PR #47, opened 2022-10-21
The dialout client support the source ip

rockyrth:
Why I did it
Each device has many ip addresses， but not all of them are published to network.
Default, the dialout_client_cli just select one of them as source ip, but the dialout_server may not know the source ip from dialout_client.
So we know to select the sepcial source ip for dialout_client_cli

How I did it
Use grpc.WithContextDialer to add a function which support dialout with source ip

How to verify it
CONFIG_DB HSET TELEMETRY_CLIENT|Global src_ip x.x.x.x
then, the dialout_server will receive the src_ip above.

### DIFF
--- a/README.md
+++ b/README.md
@@ -34,12 +34,12 @@ You can also build a debian package and install it:
     dpkg-buildpackage -rfakeroot -b -us -uc
     popd
 
-### Running
+## Running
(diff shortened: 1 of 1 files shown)


qiluo-msft:
Could you check the test failure?

ganglyu:
Please add unit test for this change.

━━━━━━━━

> **What you are asked to do**: Repeat everything in the listing above exactly.

> **Task answer**:
PR #47, opened 2022-10-21
The dialout client support the source ip

rockyrth:
Why I did it
Each device has many ip addresses， but not all of them are published to network.
Default, the dialout_client_cli just select one of them as source ip, but the dialout_server may not know the source ip from dialout_client.
So we know to select the sepcial source ip for dialout_client_cli

How I did it
Use grpc.WithContextDialer to add a function which support dialout with source ip

How to verify it
CONFIG_DB HSET TELEMETRY_CLIENT|Global src_ip x.x.x.x
then, the dialout_server will receive the src_ip above.

### DIFF
--- a/README.md
+++ b/README.md
@@ -34,12 +34,12 @@ You can also build a debian package and install it:
     dpkg-buildpackage -rfakeroot -b -us -uc
     popd
 
-### Running
+## Running
(diff shortened: 1 of 1 files shown)


qiluo-msft:
Could you check the test failure?

ganglyu:
Please add unit test for this change.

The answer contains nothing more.